Exercise description:
Retype every record that appears below, unchanged.

-- Records for this exercise follows --

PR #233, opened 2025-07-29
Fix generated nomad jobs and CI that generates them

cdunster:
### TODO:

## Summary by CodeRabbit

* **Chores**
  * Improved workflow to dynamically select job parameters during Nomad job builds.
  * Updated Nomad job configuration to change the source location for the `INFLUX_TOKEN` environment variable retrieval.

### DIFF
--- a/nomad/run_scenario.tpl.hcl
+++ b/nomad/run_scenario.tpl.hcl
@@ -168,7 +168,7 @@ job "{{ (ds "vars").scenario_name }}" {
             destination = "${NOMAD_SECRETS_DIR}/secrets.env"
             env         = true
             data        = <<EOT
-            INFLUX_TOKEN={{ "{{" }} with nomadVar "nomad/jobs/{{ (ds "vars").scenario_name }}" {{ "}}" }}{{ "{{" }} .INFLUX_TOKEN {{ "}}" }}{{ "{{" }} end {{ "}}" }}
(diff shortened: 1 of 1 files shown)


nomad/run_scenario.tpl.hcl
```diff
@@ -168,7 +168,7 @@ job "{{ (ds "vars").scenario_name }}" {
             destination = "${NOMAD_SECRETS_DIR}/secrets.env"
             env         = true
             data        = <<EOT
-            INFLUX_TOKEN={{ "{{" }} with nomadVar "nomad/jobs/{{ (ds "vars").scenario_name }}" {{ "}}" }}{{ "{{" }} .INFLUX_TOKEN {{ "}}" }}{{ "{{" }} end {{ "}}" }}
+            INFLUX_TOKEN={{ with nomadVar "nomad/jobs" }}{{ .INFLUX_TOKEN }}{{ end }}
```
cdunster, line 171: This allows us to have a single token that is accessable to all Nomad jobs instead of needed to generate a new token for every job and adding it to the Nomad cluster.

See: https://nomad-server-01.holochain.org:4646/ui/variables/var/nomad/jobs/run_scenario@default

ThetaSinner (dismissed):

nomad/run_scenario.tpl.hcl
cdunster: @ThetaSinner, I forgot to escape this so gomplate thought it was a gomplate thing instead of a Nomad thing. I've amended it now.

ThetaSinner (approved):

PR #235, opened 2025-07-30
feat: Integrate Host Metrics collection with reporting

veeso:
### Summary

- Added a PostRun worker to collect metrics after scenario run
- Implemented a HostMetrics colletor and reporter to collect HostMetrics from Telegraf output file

-- Records for this exercise concluded --

Expected output:
PR #233, opened 2025-07-29
Fix generated nomad jobs and CI that generates them

cdunster:
### TODO:

## Summary by CodeRabbit

* **Chores**
  * Improved workflow to dynamically select job parameters during Nomad job builds.
  * Updated Nomad job configuration to change the source location for the `INFLUX_TOKEN` environment variable retrieval.

### DIFF
--- a/nomad/run_scenario.tpl.hcl
+++ b/nomad/run_scenario.tpl.hcl
@@ -168,7 +168,7 @@ job "{{ (ds "vars").scenario_name }}" {
             destination = "${NOMAD_SECRETS_DIR}/secrets.env"
             env         = true
             data        = <<EOT
-            INFLUX_TOKEN={{ "{{" }} with nomadVar "nomad/jobs/{{ (ds "vars").scenario_name }}" {{ "}}" }}{{ "{{" }} .INFLUX_TOKEN {{ "}}" }}{{ "{{" }} end {{ "}}" }}
(diff shortened: 1 of 1 files shown)


nomad/run_scenario.tpl.hcl
```diff
@@ -168,7 +168,7 @@ job "{{ (ds "vars").scenario_name }}" {
             destination = "${NOMAD_SECRETS_DIR}/secrets.env"
             env         = true
             data        = <<EOT
-            INFLUX_TOKEN={{ "{{" }} with nomadVar "nomad/jobs/{{ (ds "vars").scenario_name }}" {{ "}}" }}{{ "{{" }} .INFLUX_TOKEN {{ "}}" }}{{ "{{" }} end {{ "}}" }}
+            INFLUX_TOKEN={{ with nomadVar "nomad/jobs" }}{{ .INFLUX_TOKEN }}{{ end }}
```
cdunster, line 171: This allows us to have a single token that is accessable to all Nomad jobs instead of needed to generate a new token for every job and adding it to the Nomad cluster.

See: https://nomad-server-01.holochain.org:4646/ui/variables/var/nomad/jobs/run_scenario@default

ThetaSinner (dismissed):

nomad/run_scenario.tpl.hcl
cdunster: @ThetaSinner, I forgot to escape this so gomplate thought it was a gomplate thing instead of a Nomad thing. I've amended it now.

ThetaSinner (approved):

PR #235, opened 2025-07-30
feat: Integrate Host Metrics collection with reporting

veeso:
### Summary

- Added a PostRun worker to collect metrics after scenario run
- Implemented a HostMetrics colletor and reporter to collect HostMetrics from Telegraf output file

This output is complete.